From Restrictions on Public-Employee Unions in Wisconsin Become Law (WSJ):

Wisconsin Gov. Scott Walker signed a bill into law Friday eliminating most collective-bargaining rights for the state’s public employees, while boosting how much they will pay for their benefits and making it tougher for public unions to retain members.

[..] Under the law, unions said it will be more difficult for them to retain members. The new law requires that 51% of all eligible workers—including those who don’t vote—approve a union, which means unions can win a majority of votes cast, but still be barred from representing workers. Previously unions had to win a majority of votes cast. The state also will stop collecting dues automatically as soon as contracts end. Peter Davis, general counsel of the Wisconsin Employee Relations Committee, the state agency that oversees union elections, said he didn’t believe any other state requires unions to win a majority of eligible voters.

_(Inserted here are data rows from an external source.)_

PR #63182, opened 2025-09-16
[BugFix] support clear corrupted lake data cache

starrocks-xupeng:
## What I'm doing:

add another config to control the behavior when reading corrupted cache from star cache for lake table

## What type of PR is this:

- [x] BugFix
- [ ] Feature
- [ ] Enhancement
- [ ] Refactor
- [ ] UT
- [ ] Doc
- [ ] Tool

- [ ] Feature removed

## Checklist:

- [ ] This is a backport pr

  - [x] 4.0
  - [x] 3.5
  - [x] 3.4
  - [ ] 3.3

### DIFF
--- a/be/src/common/config.h
+++ b/be/src/common/config.h
@@ -1187,7 +1187,10 @@ CONF_mInt32(lake_pk_index_sst_max_compaction_versions, "100");
 // When the ratio of cumulative level to base level is greater than this config, use base merge.
 CONF_mDouble(lake_pk_index_cumulative_base_compaction_ratio, "0.1");
 CONF_Int32(lake_pk_index_block_cache_limit_percent, "10");
-CONF_mBool(lake_clear_corrupted_cache, "true");
+// clear *.meta cache for lake table
+CONF_mBool(lake_clear_corrupted_cache_meta, "true");
+// clear *.data cache for lake table
+CONF_mBool(lake_clear_corrupted_cache_data, "false");
 // The maximum number of files which need to rebuilt in cloud native pk index.
 // If files which need to rebuilt larger than this, we will flush memtable immediately.
 CONF_mInt32(cloud_native_pk_index_rebuild_files_threshold, "50");
--- a/be/src/storage/rowset/page_io.cpp
+++ b/be/src/storage/rowset/page_io.cpp
@@ -42,6 +42,7 @@
 #include "column/column.h"
 #include "common/logging.h"
 #include "fs/fs.h"
+#include "fs/fs_starlet.h"
 #include "gutil/strings/substitute.h"
 #include "runtime/current_thread.h"
 #include "storage/rowset/storage_page_decoder.h"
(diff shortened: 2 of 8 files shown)


be/src/storage/rowset/page_io.cpp
```diff
@@ -144,8 +145,27 @@ std::string encode_cache_key(const std::string& fname, int64_t offset) {
...
 }
 
-Status PageIO::read_and_decompress_page(const PageReadOptions& opts, PageHandle* handle, Slice* body,
-                                        PageFooterPB* footer) {
+#if defined(USE_STAROS) && !defined(BUILD_FORMAT_LIB)
+Status drop_local_cache_data(const std::string& fname) {
+    if (!is_starlet_uri(fname)) {
+        return Status::NotSupported("only support starlet file");
+    }
+    if (!config::lake_clear_corrupted_cache_data) {
```
kevincai, line 150: do this check first, it's cheaper than the uri check.

be/test/fs/fs_starlet_test.cpp
```diff
@@ -430,6 +431,16 @@ TEST_P(StarletFileSystemTest, test_tag) {
     config::starlet_write_file_with_tag = old;
 }
 
+TEST_P(StarletFileSystemTest, test_drop_cache) {
+    bool old = config::lake_clear_corrupted_cache_data;
```
kevincai, line 439:
```suggestion
    SCOPED_UPDATE(bool, config::lake_clear_corrupted_cache_data, false);
```

be/src/common/config.h
```diff
@@ -1187,7 +1187,10 @@ CONF_mInt32(lake_pk_index_sst_max_compaction_versions, "100");
 // When the ratio of cumulative level to base level is greater than this config, use base merge.
 CONF_mDouble(lake_pk_index_cumulative_base_compaction_ratio, "0.1");
 CONF_Int32(lake_pk_index_block_cache_limit_percent, "10");
-CONF_mBool(lake_clear_corrupted_cache, "true");
+// clear *.meta cache for lake table
+CONF_mBool(lake_clear_corrupted_cache_meta, "true");
+// clear *.data cache for lake table
+CONF_mBool(lake_clear_corrupted_cache_data, "false");
```
kevincai, line 1193: add doc

starrocks-xupeng: done

kevincai (dismissed):

be/src/common/config.h
wyb, line 1193: why add a new config?
`lake_clear_corrupted_cache` can be used for all types, like meta, segment, delete vector.

starrocks-xupeng: meta is known issue, they will be corrupted, but data is unknown issue, keep a seperate config might help us find out why data is corrupted

kevincai (approved):

wyb (approved):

[…] Many union members object to the tougher election requirements. “Annual certification is just a complete tactic to bust the unions,” said Chris Fons, a 45-year-old high school teacher from Milwaukee. Mr. Walker defended the changes in union elections. “It really puts the onus on saying if the union wants to provide value they have to prove it,” he said. “If people believe it then they’ll come out and vote.”

Under the previous system state workers were forced to pay money to unions that they did not approve of. In fact, in the 28 non-right-to-work states, unions had negotiated provisions that forced government employees to pay union dues — or get fired.